>>>
PR #2407, opened 2019-03-26
User pretending for a task

zhiltsov-max:
- Enabled user changing in a container
    - Now, it's possible to change user parameters of the user in a task container. This is similar to using `docker run --user <user/uid>:<gid> --groups-add <gid> ...` parameters. The main reason for this is LDAP auth support and access to protected file shares (NFS, Hadoop, etc.) inside the container.
    - Currently, user can specify the user parameters if it is needed, or decide not to leave from `root` (questionable option)
    - `sudo` rights are added to the selected container user if `sudo` is available in a container. This is useful for interactive work to experiment with container setup (enables `apt` calls etc.) and if something like `mount` command is required.
- Task command is extracted to a separate file
- No new requirements for a task container

Depends on #2406

### DIFF
--- a/src/rest-server/src/templates/dockerContainerScript.mustache
+++ b/src/rest-server/src/templates/dockerContainerScript.mustache
@@ -47,13 +47,16 @@ touch "/alive/docker_$PAI_CONTAINER_ID"
 
 export PAI_WORK_DIR="$(pwd)"
 PAI_WEB_HDFS_PREFIX={{ webHdfsUri }}/webhdfs/v1/Container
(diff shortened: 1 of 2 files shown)


fanyangCS:
@zhiltsov-max , you will need to sign the CLA for us to proceed. Meanwhile, we have some ongoing efforts that also cover some of your PRs, let's see how much we can leverage your efforts. By the way, may I ask if this change comes from your internal PAI deployment? If yes, what is the organization?

fanyangCS:
we've moved to k8s version.

PR #2408, opened 2019-03-26
Graceful stop for tasks and OOM conditions handling

zhiltsov-max:
- Added graceful stop support for user tasks
    - Now, when the user clicks on "Stop" button in the web UI or stops a task by a REST request, the task receives a signal. After a period, the task receives a `KILL` signal and gets stopped. 
    - This enables, for example, to save a training checkpoint before the exit.
- Added Out-Of-Memory conditions handling
    - Now, when one of the container processes gets killed due to OOM, the user command receives a signal. The user command decides if it is needed to stop.
- Implementation details: 
    - Signals are sent to all running container processes in user session. Thus, if some do not have a registered handler, they will stop.
    - Signals and timeouts are customizable by setting environment variables for a task. By default, the OOM kill signal is `INT`, the task stop signal is `TERM`, task stop timeout is 30s.
    - No signal specified = no notification.
    - User timeouts have non-modifiable "hard" timeout - 65 seconds (set in cluster configuration)
    - Hard timeouts and signal sequence during task stopping:
        ``` bash
        kill -TERM <yarn container> # <timeout 60s + 65s from YARN config> (needs some clarification)
        kill -KILL <yarn container>
        ```
    - OOM kill checks are performed periodically during the task run and after by `dmesg` output checking. This is not very reliable in some cases, but for most situations it should be enough. The reason is restricted `dmesg` log length. In can probably be resolved by listening cgroup events, but it is not portable way.
    - If a task has failed and there were some OOM notifications, the task exit code is `55 (unknown error)`
- Examples
    To execute a command, which expects some child can fail, do:
    In the task description set:
    ```
    {
      "PAI_GRACEFUL_EXIT_TIMEOUT": 30, # set some custom exit timeout
      "PAI_GRACEFUL_EXIT_SIGNAL": "USR1", # some custom signal to send on stop
      "PAI_OOM_KILLED_SIGNAL": "USR2" # and on OOM kill
    }
    ```

    And launch the following user command:
    ``` bash
    set +e # the most important line, script exits on children kill by default (with -e)
    trap "echo 'got USR1!, exiting'; exit 0" USR1
    trap "echo 'got USR2!'" USR2

    # launch some big task in a separate shell periodically
    (while :; sleep 7; do /oom_test/alloc_test 10000000000; done) &

    # and just wait in the main shell
    while :; do sleep 5; done
    ```
    `stdout` output:
    ```
    [INFO] USER COMMAND START
    
    + set +e
    + trap 'echo '\''got USR1!, exiting'\''; exit 0' USR1
    + trap 'echo '\''got USR2!'\''' USR2
    + :
    + sleep 5
    + :
    + sleep 7
    + :
    + sleep 5
    + /oom_test/alloc_test 10000000000
    Trying to allocate 10000000000 bytes...
    /pai/taskData/command.sh: line 9:   163 Killed                  /oom_test/alloc_test 10000000000
    + :
    + sleep 7
    + :
    + sleep 5
    + /oom_test/alloc_test 10000000000
    Trying to allocate 10000000000 bytes...
    /pai/taskData/command.sh: line 9:   166 Killed                  /oom_test/alloc_test 10000000000
                                   ^--- (comment: from the kernel)
    + :
    + sleep 7
    + :
    + sleep 5
    + :
    + sleep 5
    [WARNING] One of the child processes has been killed by the OOM killer. Notifying the others with the 'USR2' signal
    User defined signal 2 <-- (comment: from Bash, can not be suppressed)
    ++ echo 'got USR2!'
    got USR2!
              ^---- (comment: user command received an OOM kill notification signal and decided to continue)
    + :
    + sleep 5
    + :
    ...
    ```
- Fixed AM hang with infinite spin waiting on an error
- AM now supports graceful stop

### DIFF
--- a/src/rest-server/src/templates/yarnContainerScript.mustache
+++ b/src/rest-server/src/templates/yarnContainerScript.mustache
@@ -344,5 +344,6 @@ docker run --name $docker_name \
   --env NVIDIA_VISIBLE_DEVICES=void \
   --env-file $ENV_LIST \
   --entrypoint="" \
+  --user "root" \
    {{ jobData.image }} \
   /bin/bash '/pai/bootstrap/docker_bootstrap.sh'
--- a/src/rest-server/src/templates/yarnContainerScript.mustache
+++ b/src/rest-server/src/templates/yarnContainerScript.mustache
@@ -26,31 +26,55 @@ export PAI_DEFAULT_FS_URI={{ hdfsUri }}
 exec 13>$LAUNCHER_LOG_DIR/YarnContainerDebug.log
 BASH_XTRACEFD=13
 
-# YARN kill container will send SIGTERM(15) and SIGKILL(9)
-function sigterm_handler()
+
+function get_docker_container_id()
 {
-  printf "[DEBUG] SIGTERM received, job may be killed by YARN\n"
-  killed_by_yarn=true
-  exit 143
+  {{=<% %>=}}
+  docker inspect --format {{.Id}} $1
+  <%={{ }}=%>
 }
 
+function check_docker_oom_killed()
+{
+  {{=<% %>=}}
+  docker inspect --format {{.State.OOMKilled}} $1
+  <%={{ }}=%>
+}
+
+function check_kernel_oom_killer()
+{
+  container_id="$1"
+  [ -e "$container_id" ] && return 1
+  dmesg | grep -i "kill" | grep "/docker/$container_id"
+}
 
 function exit_handler()
 {
-  rc=$?
-  printf "[DEBUG] Performing clean up action...\n"
+  local rc=$?
+  local finish_time="$(date +'%s')"
+
   if [[ $rc -eq 125 ]]; then
     # We assume 125 is a docker error, and retry it without burning user's retry count
-    printf "[DEBUG] Exit code 125, it may be docker error, convert it to a transient error\n"
+    printf "[DEBUG] Exit code 125, it may be Docker error, convert it to a transient error\n"
     rc=205
   fi
 
-  if [[ ${killed_by_yarn} != true && $rc -eq 143 || $rc -eq 137 ]]; then
-    printf "[DEBUG] Exit code $rc, it may be due to out of memory (OOM) or other critical errors.\n"
-    rc=55
+  printf "[DEBUG] EXIT signal received in yarn container, performing clean up action...\n"
+
+  docker stop --time="${PAI_GRACEFUL_EXIT_TIMEOUT:-65}" $docker_name >/dev/null
+
+  # 137, 143 - not handled KILL and TERM signals
+  if [[ "$rc" = "137" || "$rc" = "143" || "$(check_docker_oom_killed $docker_name)" ]]; then
+    if [ "$(check_docker_oom_killed $docker_name)" = "true" ] || \
+         check_kernel_oom_killer $(get_docker_container_id $docker_name) >/dev/null; then
+      echo "[ERROR] One of the container processes has been killed by the OOM killer recently"
+      rc=55 # Some undefined erroneous exit code
+    fi
   fi
 
-  printf "[DEBUG] Write exit code $rc to file /var/lib/hadoopdata/nm-local-dir/nmPrivate/$APP_ID/$CONTAINER_ID/$CONTAINER_ID.pid.exitcode.\n"
+  docker logs --since "$finish_time" $docker_name
+  docker rm -f $docker_name >/dev/null
+
   echo $rc > "/var/lib/hadoopdata/nm-local-dir/nmPrivate/$APP_ID/$CONTAINER_ID/$CONTAINER_ID.pid.exitcode"
 
   # After all necessary steps, do a best effort kill here
@@ -239,9 +263,13 @@ echo PAI_CURRENT_CONTAINER_PORT="$(cut -f 1 -d"," <<< $PAI_CONTAINER_HOST_http_P
 
 export $(grep -v '^#' $ENV_LIST | xargs)
 # put it after the 'export', so we won't source it into yarn container.
-# we want job environment parameters to be available only in job contianer.
+# we want job environment parameters to be available only in job contianer
+# PAI defaults can be overridden this way.
 {{# jobEnvs }}
 PAI_TEMP={{ key }}={{ value }} && echo $PAI_TEMP >> $ENV_LIST
+if [ "{{ key }}" = "PAI_GRACEFUL_EXIT_TIMEOUT" ]; then
+  PAI_GRACEFUL_EXIT_TIMEOUT="{{ value }}"
+fi
 {{/ jobEnvs }}
 
 # Prepare docker bootstrap script
@@ -264,7 +292,7 @@ if [[ -n $PAI_CODE_DIR ]]; then
       || { echo "Can not get code from HDFS. HDFS may be down."; exit 1; }
   elif [ $code_dir_size -eq 0]; then
     # pass when code_dir_size is 0
-    : 
+    :
   elif [ $code_dir_size -lt 0 ]; then
     echo "$PAI_CODE_DIR is less than 0MB, exit."
     exit 1
@@ -299,6 +327,7 @@ docker pull {{ jobData.image }} \
 ## network consumption
 docker run --name $docker_name \
   --init \
+  --detach \
   --tty \
   --rm \
   --runtime=runc \
@@ -347,3 +376,6 @@ docker run --name $docker_name \
   --user "root" \
    {{ jobData.image }} \
   /bin/bash '/pai/bootstrap/docker_bootstrap.sh'
+
+docker attach --no-stdin $docker_name
+
--- a/subprojects/frameworklauncher/yarn/src/main/java/com/microsoft/frameworklauncher/applicationmaster/ApplicationMaster.java
+++ b/subprojects/frameworklauncher/yarn/src/main/java/com/microsoft/frameworklauncher/applicationmaster/ApplicationMaster.java
@@ -1,19 +1,19 @@
 // Copyright (c) Microsoft Corporation
-// All rights reserved.
+// All rights reserved. 
 //
 // MIT License
 //
-// Permission is hereby granted, free of charge, to any person obtaining a copy of this software and associated
-// documentation files (the "Software"), to deal in the Software without restriction, including without limitation
-// the rights to use, copy, modify, merge, publish, distribute, sublicense, and/or sell copies of the Software, and
+// Permission is hereby granted, free of charge, to any person obtaining a copy of this software and associated 
+// documentation files (the "Software"), to deal in the Software without restriction, including without limitation 
+// the rights to use, copy, modify, merge, publish, distribute, sublicense, and/or sell copies of the Software, and 
 // to permit persons to whom the Software is furnished to do so, subject to the following conditions:
 // The above copyright notice and this permission notice shall be included in all copies or substantial portions of the Software.
 //
-// THE SOFTWARE IS PROVIDED *AS IS*, WITHOUT WARRANTY OF ANY KIND, EXPRESS OR IMPLIED, INCLUDING
-// BUT NOT LIMITED TO THE WARRANTIES OF MERCHANTABILITY, FITNESS FOR A PARTICULAR PURPOSE AND
-// NONINFRINGEMENT. IN NO EVENT SHALL THE AUTHORS OR COPYRIGHT HOLDERS BE LIABLE FOR ANY CLAIM,
-// DAMAGES OR OTHER LIABILITY, WHETHER IN AN ACTION OF CONTRACT, TORT OR OTHERWISE, ARISING FROM,
-// OUT OF OR IN CONNECTION WITH THE SOFTWARE OR THE USE OR OTHER DEALINGS IN THE SOFTWARE.
+// THE SOFTWARE IS PROVIDED *AS IS*, WITHOUT WARRANTY OF ANY KIND, EXPRESS OR IMPLIED, INCLUDING 
+// BUT NOT LIMITED TO THE WARRANTIES OF MERCHANTABILITY, FITNESS FOR A PARTICULAR PURPOSE AND 
+// NONINFRINGEMENT. IN NO EVENT SHALL THE AUTHORS OR COPYRIGHT HOLDERS BE LIABLE FOR ANY CLAIM, 
+// DAMAGES OR OTHER LIABILITY, WHETHER IN AN ACTION OF CONTRACT, TORT OR OTHERWISE, ARISING FROM, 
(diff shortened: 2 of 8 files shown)


zhiltsov-max:
Depends on #2407

subprojects/frameworklauncher/yarn/src/main/java/com/microsoft/frameworklauncher/applicationmaster/ApplicationMaster.java
```diff
@@ -201,7 +207,19 @@ public synchronized void stop(StopStatus stopStatus) {
     AggregateException ae = new AggregateException();
 
     // Stop AM's SubServices
+
     // No need to stop nmClient, since it may be time consuming to stop all Containers, leave it for RM.
+    try {
+      if (stopStatus.getNeedUnregister()) {
+        if (nmClient != null) {
+          LOGGER.logInfo("Trying to perform graceful shutdown and stop all the containers");
+          nmClient.stop();
```
yqwang-ms: As comment said, it may be time consuming. We at least need a flag to skip the graceful shutdown.

subprojects/frameworklauncher/yarn/src/main/java/com/microsoft/frameworklauncher/applicationmaster/FrameworkInfoPublisher.java
```diff
@@ -82,9 +82,9 @@ protected void run() throws Exception {
     new Thread(() -> {
       while (true) {
         try {
-          publishFrameworkInfo();
-
           Thread.sleep(conf.getLauncherConfig().getAmFrameworkInfoPublishIntervalSec() * 1000);
+
+          publishFrameworkInfo();
```
yqwang-ms: Why move it?

subprojects/frameworklauncher/yarn/src/main/java/com/microsoft/frameworklauncher/applicationmaster/StatusManager.java
```diff
@@ -795,6 +795,12 @@ public synchronized int getOutstandingTaskAppearedRound() {
     return outstandingTaskAppearedRound;
   }
 
+  public synchronized ExecutionType getFrameworkExecutionType() throws Exception {
+    final FrameworkRequest frameworkRequest =
+        zkStore.getFrameworkRequest(conf.getFrameworkName());
+    return frameworkRequest.getFrameworkDescriptor().getExecutionType();
+  }
```
yqwang-ms: Pls do not directly get ExecutionType from ZK, reuse the in-memory one.

subprojects/frameworklauncher/yarn/src/main/java/com/microsoft/frameworklauncher/service/Service.java
```diff
@@ -303,6 +303,7 @@ private ContainerLaunchContext setupContainerLaunchContextForDefaultAM(
 
     // SetupEntryPoint
     Vector<CharSequence> vargs = new Vector<>(30);
+    vargs.add("trap ' ' TERM;"); // prevents intermediate "bash -c" interpreter from immediate exit after receiving TERM signal
     vargs.add(ApplicationConstants.Environment.JAVA_HOME.$$() + "/bin/java");
```
yqwang-ms: Launcher is general purposed, do we have to hard code it here?

subprojects/frameworklauncher/yarn/src/main/java/com/microsoft/frameworklauncher/applicationmaster/ApplicationMaster.java
```diff
@@ -348,6 +366,14 @@ private void stopForInternalUnKnownError(String customizedDiagnostics) {
     stop(new StopStatus(ExitStatusKey.AM_INTERNAL_UNKNOWN_ERROR.toInt(), false, diagnostics));
   }
 
+  private void stopForApplicationStopRequest(String customizedDiagnostics) {
+    String diagnostics = ExitDiagnostics.generateDiagnostics(
+        ExitStatusKey.LAUNCHER_STOP_FRAMEWORK_REQUESTED, customizedDiagnostics);
+
+    // Do not unregister to treat it conservatively.
+    stop(new StopStatus(ExitStatusKey.LAUNCHER_STOP_FRAMEWORK_REQUESTED.toInt(), true, diagnostics));
+  }
```
yqwang-ms: LAUNCHER_STOP_FRAMEWORK_REQUESTED is defined to be NON_TRANSIENT, so we should unregister

subprojects/frameworklauncher/yarn/src/main/java/com/microsoft/frameworklauncher/applicationmaster/ApplicationMaster.java
```diff
@@ -1361,8 +1387,21 @@ public void onError(Throwable e) {
   }
 
   public void onShutdownRequest() {
-    stopForInternalTransientNormalError(
-        "onShutdownRequest called into AM from RM, maybe this Attempt does not exist in RM.");
+    Boolean isApplicationStopped = false;
+    try {
+      isApplicationStopped = statusManager.getFrameworkExecutionType() == ExecutionType.STOP;
+    } catch (Throwable e) {
+      LOGGER.logWarning(e, "Failed to check framework execution type, AM will not unregister");
```
yqwang-ms: You catch all things, it may be a breaking change if RMClient calls onShutdownRequest

subprojects/frameworklauncher/yarn/src/main/java/com/microsoft/frameworklauncher/applicationmaster/FrameworkInfoPublisher.java
zhiltsov-max: @yqwang-ms, this is the bug with infinite spin-waiting you were asking about. If `publishFrameworkInfo()` has thrown, the timeout was never started. This function throws, at least, if `zkStore` is unavailable. It becomes unavailable, for example, after its stop in the stop signal handling thread.

subprojects/frameworklauncher/yarn/src/main/java/com/microsoft/frameworklauncher/applicationmaster/StatusManager.java
zhiltsov-max: Please, suggest better place for this function. Actually, in AM at least 3 services do similar calls, as I've noticed. BTW, will the in-memory entry be actual?

subprojects/frameworklauncher/yarn/src/main/java/com/microsoft/frameworklauncher/service/Service.java
zhiltsov-max: Check the comment in [dockerContainerScript](src/rest-server/src/templates/dockerContainerScript.mustache) for explanations - the same reason we add empty handlers in a user command script. It should not break the generality, as it makes the difference between sending a signal only to the main container process or to its process group (YARN sends to a foreground group like bash does in the interactive mode). But yes, I'd rather used `exec "..."` in auto-generated Docker entry point in YARN without of `bash -c "..."` as it does not spawn an intermediate shell:

``` bash
exec /bin/bash -c "trap ' ' TERM; $JAVA_HOME/bin/java -DLAUNCHER_LOG_DIR=$LAUNCHER_LOG_DIR -Xmx256m com.microsoft.frameworklauncher.applicationmaster.Bootstrap 1>$LAUNCHER_LOG_DIR/stdout 2>$LAUNCHER_LOG_DIR/stderr "
```

So I'm open for better solutions. Without this handler, YARN task container just exits immediately.

subprojects/frameworklauncher/yarn/src/main/java/com/microsoft/frameworklauncher/applicationmaster/ApplicationMaster.java
zhiltsov-max: No, in the case of any errors, old behaviour is saved.

subprojects/frameworklauncher/yarn/src/main/java/com/microsoft/frameworklauncher/applicationmaster/ApplicationMaster.java
zhiltsov-max: We do.

subprojects/frameworklauncher/yarn/src/main/java/com/microsoft/frameworklauncher/applicationmaster/FrameworkInfoPublisher.java
yqwang-ms: But why zkStore can be unavailable? When we stop AM, we stop the zkStore at last.

subprojects/frameworklauncher/yarn/src/main/java/com/microsoft/frameworklauncher/applicationmaster/ApplicationMaster.java
yqwang-ms: OK but you forget to change the comment.

subprojects/frameworklauncher/yarn/src/main/java/com/microsoft/frameworklauncher/service/Service.java
yqwang-ms: let's keep the default YARN behavior, otherwise, it is better to contribute "trap ' ' TERM" to YARN code and make a flag there.

subprojects/frameworklauncher/yarn/src/main/java/com/microsoft/frameworklauncher/applicationmaster/FrameworkInfoPublisher.java
zhiltsov-max: Yes, it happened during the stopping as I described above. The impact is ~1-10 Gb of useless error spam in AM logs during the stop.

yqwang-ms: If so, maybe we can skip to call zkStore.stop() (it is the old behaiour and works fine)

zhiltsov-max:
@yqwang-ms, please read my comments above and here. 

> Do we have to change Launcher code to achieve your goal?

Probably yes, since Launcher is responsible for building the command to be executed in Docker container. YARN is also responsible as it adds an extra shell to the one Docker starts with. To resolve the issue, we have either:
- to remove `bash -c` and install a TERM handler in YARN Docker command config
- to remove `bash -c` and install a TERM handler in Launcher command

Currently, both traps are required. If you think it is simpler to modify YARN - I have nothing against.

> What is the benefit?

Users can opt in to save their work (long running training) before the container stop by a signal. `Caffe` framework does this, for instance. Python training scripts also can do this.

yqwang-ms:
I mean "What is the benefit to change Launcher code". 

After app is killed (Launcher Framework Stopped), YARN can already graceful kill containers by sending signal first then force kill. So all container can catch this signal and graceful shutdown. 

It is reasonable to let task container to graceful shutdown, such as saving checkpoint etc, but we do not need AM container to graceful shutdown, because LauncherAM can tolerate unexpected shutdown, it does not need graceful shutdown.

zhiltsov-max:
@yqwang-ms, 

> YARN can already graceful kill containers

Yes, and this is used here, actually. I've just checked one more time - the only reason for the change in Launcher is graceful stop of AM. If AM does not need to unregister in this case, I think there are no reasons left to modify AM or Launcher, like you are suggesting. The only reason to stop gracefully for AM is just a correct stop then. 

What I'm not sure about is the difference between `yarn.nodemanager.sleep-delay-before-sigkill.ms` and `yarn.nodemanager.process-kill-wait.ms`.

yqwang-ms:
NM try to kill container pipeline:
1. getContainerPid (This can fail, so retry for max yarn.nodemanager.process-kill-wait.ms, but usually this can succeed immediately)
2. TERM the container identified by the pid
3. Wait yarn.nodemanager.sleep-delay-before-sigkill.ms
4. KILL the container identified by the pid

yqwang-ms:
So I think your PR only need to take care of yarn.nodemanager.sleep-delay-before-sigkill.ms

fanyangCS:
Might be a good idea to increase the value of sleep before sigkill

zhiltsov-max:
@yqwang-ms, removed AM graceful stop as it is not very important.

@fanyangCS, what do you think the default value should be? This value is a cluster administrator responsibility, it could probably have a more natural way for its modification - through the cluster model, for example.

yqwang-ms:
@zhiltsov-max For Launcher, it would be better if you could remove all callers of zkStore.stop(); instead of just move around publishFrameworkInfo, i.e. remove all
image

Thanks!

yqwang-ms:
Hi @zhiltsov-max, to unblock the launcher fix, I have moved it to another PR:
https://github.com/Microsoft/pai/pull/2435
Thanks for reporting and the proposal solution!

src/rest-server/src/templates/yarnContainerScript.mustache
```diff
@@ -299,6 +327,7 @@ docker pull {{ jobData.image }} \
 ## network consumption
 docker run --name $docker_name \
   --init \
+  --detach \
```
mzmssg: We still think removing `--rm` to achieve oom checker is too costly.

mzmssg: Other change is fine.

subprojects/frameworklauncher/yarn/src/main/java/com/microsoft/frameworklauncher/applicationmaster/FrameworkInfoPublisher.java
zhiltsov-max: Should be done in another PR.

yqwang-ms: @zhiltsov-max, to unblock the launcher fix, I have moved it to another PR:
#2435
Thanks for reporting and the proposal solution!

src/rest-server/src/templates/yarnContainerScript.mustache
zhiltsov-max: In this PR it is only used to determine what is (or was) the container `cgroup` to scan `dmesg` log for that value. I'm open for better solutions preserving `--rm`. Technically, we can write `cgroup` name to a file from the task container and the read it in exit handler.

mzmssg: Agree, I think we need to implement it in this PR as well, given that currently PAI has no service to reap trash.

mzmssg:
We add yarn container graceful stop in #2536. Big thanks for your contribution.

fanyangCS:
Implemented in k8s version

fanyangCS:
Implemented in k8s version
<<<
== What to produce ==
Lines that hold the word "maybe" are the ones to copy from the entries above.

== Task response ==
-        "onShutdownRequest called into AM from RM, maybe this Attempt does not exist in RM.");
yqwang-ms: If so, maybe we can skip to call zkStore.stop() (it is the old behaiour and works fine)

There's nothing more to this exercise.